# Worldwide Submarine Threat



## Gobsmacked (7 Sep 2016)

I'm sure the Politicians Hot Air will continue to protect our Arctic waters with a 'heat shield'.  :gloomy:
While prepared with a Canadian Focus, this 8 page 'cover focus' article clearly shows that the western nations need to take heed of the requirement for a renewed focus on ASW assets. 
Especially both SSN / SSK Submarines and Maritime Helicopters.
Something The UK should also take note of with an Inadequate 7 Austute SSN and just 30 overworked / Overtasked HM2 Merlins for both ASW & AEW - when each of the 2 QE-class CVs requires Minimum 13 (9 ASW / 4 AEW) each, plus 5 in Maint & some for Trng (both ASW/AEW) & SSBN Protection & 6 req'd for small Type 23/26 Frigate ships flights.  Can anybody say QE carrier sinking on the horizon?
 :endnigh: 

http://defence.frontline.online/article/2016/4/5207-Submarine-Proliferation-and-Impact-for-Canada 

http://defence.frontline.online/interactive/16def4-3d/html5/index.html?page=1


----------



## a_majoor (27 Oct 2016)

This is an interesting idea to counterpoint the opening article: a robot ship with a parasail mounted sensor pack. The use of a parasail on any ship to raise sensors and communication antenna will certainly increase the range and ability of the ship to sense and control an area. Video on link

http://www.darpa.mil/news-events/2016-10-24



> *ACTUV Unmanned Vessel Helps TALONS Take Flight in Successful Joint Test*
> Prototype low-cost, elevated sensor mast carrying ISR payload greatly extends radar, sensor, and radio ranges at modest altitude
> 
> OUTREACH@DARPA.MIL
> ...


----------



## GR66 (28 Oct 2016)

How much would an unmanned vessel with this technology cost?  Would it be cheaper to simply outfit a commercial trawler-type vessel with one of these and a towed array sonar to patrol our coasts?


----------



## Colin Parkinson (28 Oct 2016)

It would be a cheap solution, but that vessel could not catch a sub or likely protect itself. You might be able to arm them with a Mk 43 type single torpedo launcher.


----------



## a_majoor (28 Oct 2016)

GR66 said:
			
		

> How much would an unmanned vessel with this technology cost?  Would it be cheaper to simply outfit a commercial trawler-type vessel with one of these and a towed array sonar to patrol our coasts?

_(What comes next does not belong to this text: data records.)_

PR #45, opened 2019-05-23
SERDES Fix

abejgonzalez:
Have the SERDES take the max params of the client and the manager.


abejgonzalez:
@jwright6323 @colinschmidt Just a reminder after the tape out is done to take a quick look at this!

abejgonzalez:
Is this good to merge in? @colinschmidt @jwright6323

jwright6323:
@abejgonzalez I think this is actually broken. We needed to make some changes to get it to work on EAGLE. @colinschmidt has it on a branch, I believe.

Flower class corvettes were based on commercial "Boston Whalers" so the idea has a pedigree. The main cost these days is the highly skilled crews needed to man the ships. The purpose of the robotic ships (as I understand it) si to provide a screen around higher valued manned ships without the expense of extra crews, or putting crews in danger. The enemy submarine will be forced to contend with a minimum of two ships (the control ship and its robotic escort), and more likely a convoy would have one or two frigates and five or more robot "corvettes" sailing with them.

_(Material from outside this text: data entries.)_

PR #46, opened 2019-06-19
update for debug apb & regiontype in rocket-chip

harrisonliew:
https://github.com/freechipsproject/rocket-chip/commit/4c5b38edbcd6eb12a342982c1fcd99ece550037d made dmi optional, and https://github.com/chipsalliance/rocket-chip/pull/1940 split the region type.
Needed for recent rocket-chip versions but will break with older ones.

### DIFF
--- a/src/main/scala/Switcher.scala
+++ b/src/main/scala/Switcher.scala
@@ -109,7 +109,7 @@ class TLSwitcher(
         address    = address(i),
         resources  = device.reg("mem"),
         regionType = if (cacheable) RegionType.UNCACHED
-                     else RegionType.UNCACHEABLE,
+                     else RegionType.IDEMPOTENT,
         executable = executable,
         supportsGet        = TransferSizes(1, lineBytes),
         supportsPutPartial = TransferSizes(1, lineBytes),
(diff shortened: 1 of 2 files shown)


src/main/scala/Switcher.scala
```diff
@@ -109,7 +109,7 @@ class TLSwitcher(
         address    = address(i),
         resources  = device.reg("mem"),
         regionType = if (cacheable) RegionType.UNCACHED
-                     else RegionType.UNCACHEABLE,
+                     else RegionType.IDEMPOTENT,
```
jwright6323: We might want this to be `VOLATILE`

jwright6323:
This LGTM but I'm going to let @colinschmidt review before I hit the button. IDK what the use case for the switcher on uncached memory would be, so I'm not sure if it should be `IDEMPOTENT` or `VOLATILE`. It probably doesn't matter.

colinschmidt:
Well someone is going to have to live on a branch. I think it makes most sense for me to live on the branch since I'm on the old rocket-chip.

src/main/scala/Switcher.scala
colinschmidt: Yeah I feel like the common use for this would be some offchip memory that could be anything so setting it to idempotent seems less safe.

abejgonzalez:
Is this good to merge in? @colinschmidt @jwright6323

jwright6323:
@abejgonzalez @harrisonliew No. At a minimum `IDEMPOTENT` needs to be `VOLATILE`

abejgonzalez:
Other than the `VOLATILE` change... what else needs to be done to fix this PR?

As a bonus, the robot ship needs no space for berthing, messes or wardrooms or any other accommodations, so can be far smaller even with the same weapons and sensor load outs. This would theoretically make the ship less expensive to build, and provide a much smaller signature for enemy ships, aircraft or submarines to detect.


----------



## Colin Parkinson (28 Oct 2016)

Fishing vessels can be quite big, but if damaged, you likely lose the ship and crew. They could easily handle all sorts of detection gear with little modification. Gray paint, 35mm gun, 2 MG's and some sort of torpedo pods and a chaff/noise maker for defense and your good to go. this would be your offshore one






Inshore
A few of these on each coast, they could do fisheries research while patrolling for subs.


----------



## a_majoor (28 Oct 2016)

For the ultimate in long term robotic patrolling, the Waveglider charges its batteries using a solar panel and uses no engines at all, just the motion of the waves. Dump a thousand of them in a long line and they form the sensor screen along the entire coastal region:

https://www.liquid-robotics.com/platform/how-it-works/

Open Sensor and Payload Integration Architecture
A flexible design makes it easy to reconfigure or adjust onboard payloads on the fly. The optimized motion and sound isolation systems and persistence make the Wave Glider well suited for towed acoustic sensors.

Plug and play payloads
Multiple sensor placement options
Payload health check sensors
Massive towing capability

Wave Glider Specifications
Water Speed: 1kt to 3kts
Endurance: Up to 1 year
Operating Water Depth: > 15m
Station Keeping: 40m radius (CEP90)
Payload: 7 modular bays
Tow Capability: Up to 500kg mass
Average Continuous Power: 5W – 20W
Max Solar Collection: 156W
Battery Storage: 0.9kWh – 4.5kWh
Communications: Satellite, Cell, Wi-Fi


----------



## Czech_pivo (10 May 2018)

France has ordered another Barracuda Attach sub

https://www.defensenews.com/naval/2018/05/07/france-orders-another-cruise-missile-capable-sub/


----------



## Czech_pivo (18 Apr 2019)

Interesting article about German-Canadian development of an anti-torpedo torpedo.  If its successful in its development, it would be great to see it onboard the new CSC's, possibly even on the AOPS?

 https://www.thedrive.com/the-war-zone/27510/german-and-canadian-firms-developing-seaspider-rocket-powered-anti-torpedo-torpedo

German and Canadian defense contractors are moving ahead with the development of a rocket-powered hard-kill anti-torpedo defense system called SeaSpider that they hope could become a standard feature on naval vessels in both of those countries. The project is another example of growing interest around the world in anti-torpedo torpedoes to defeat increasingly advanced threats. The War Zone has been closely following the U.S. Navy's own effort, which you can read about in depth in a recent feature.


----------